Designed by Ronald Fream and David Dale. Greens Fee: US$100 Contact: pezula.co.za
BEST OF THE REST
The Outeniqua Course at Fancourt is no weak sister to the Links and Montague courses, while Pinnacle Point (pinnaclepoint.co.za), a Darren Clarke and Peter Matkovich design might be the most invigorating of all, given its spectacular seaside locale. Other courses worth trying include Simola Golf & Country Estate (simolaestate. co.za), a wonderful Jack Nicklaus design that ranks among the best in South Africa, and Mossel Bay Golf Club (mosselbaygolfclub.com), Louis Oosthuizen's home track, which claims to be the friendliest in South Africa.
WHERE TO STAY
In order to play the Links (or its sister courses, the Montagu and Outeniqua), one must stay at the encompassing Fancourt resort (fancourt. co.za). The 150-room hotel offers first-rate luxury in both the manor house and its garden suites. Another good base is the Hyatt Regency Oubaai Golf Resort & Spa (hyatt.com), smack bang on the Ernie Els-designed Oubaai Course, only 30-minutes from the centre of George.
WHEN TO GO
The Western Cape has an almost Mediterranean climate, with mild changeable winters (May to September) when most of the rainfall occurs, and hot summers (October to April).
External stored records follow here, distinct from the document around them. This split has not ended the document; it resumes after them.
PR #11316, opened 2022-11-17
CI: Also compile the `examples` folder

erik-krogh:
The cache read doesn't hit anything, but I think that's from the `path:` changing.  
The cache write looks fine, and is slightly larger than before, so it seems to be working. 

Test run simulating what happens when running on `main`: https://github.com/github/codeql/actions/runs/3492067983/jobs/5845431720

### DIFF
--- a/.github/workflows/compile-queries.yml
+++ b/.github/workflows/compile-queries.yml
@@ -26,7 +26,7 @@ jobs:
         if: ${{ github.event_name == 'pull_request' }}
         uses: actions/cache@v3
         with:
-          path: '*/ql/src/.cache'
+          path: '**/.cache'
           key: codeql-compile-pr-${{ github.sha }} # deliberately not using the `compile-compile-main` keys here.
           restore-keys: |
             codeql-compile-${{ github.base_ref }}-${{ env.merge-base }}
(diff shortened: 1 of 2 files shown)


smowton (approved):

.github/workflows/compile-queries.yml
```diff
@@ -51,21 +51,21 @@ jobs:
...
         if : ${{ github.event_name != 'pull_request' }}
         shell: bash
         run: |
           # Move all the existing cache into another folder, so we only preserve the cache for the current queries.
           mkdir -p ${COMBINED_CACHE_DIR}
-          rm */ql/src/.cache/{lock,size}
+          rm -f */ql/{src,examples}/.cache/{lock,size} # -f to avoid errors if the cache is empty.
           # copy the contents of the .cache folders into the combined cache folder.
-          cp -r */ql/src/.cache/* ${COMBINED_CACHE_DIR}/
+          cp -r */ql/{src,examples}/.cache/* ${COMBINED_CACHE_DIR}/ || : # ignore missing files
```
aibaars, line 64: Looks good to me, although I find `true` to be more readable than`:` .

aibaars (approved):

HK Golfer visited in May, which, as we discovered, can be both warm and, if the weather comes from the south, bone- chillingly cool during the day, Nighttime and early morning temperatures can dip below five degrees Celsius, so bear that in mind when packing.
South African Airways (flysaa.com) flies daily between Hong Kong and Johannesburg – flight time 13 hours; from there it's a two-hour hope to George. Cathay Pacific (cathaypacific. com) flies five-times weekly.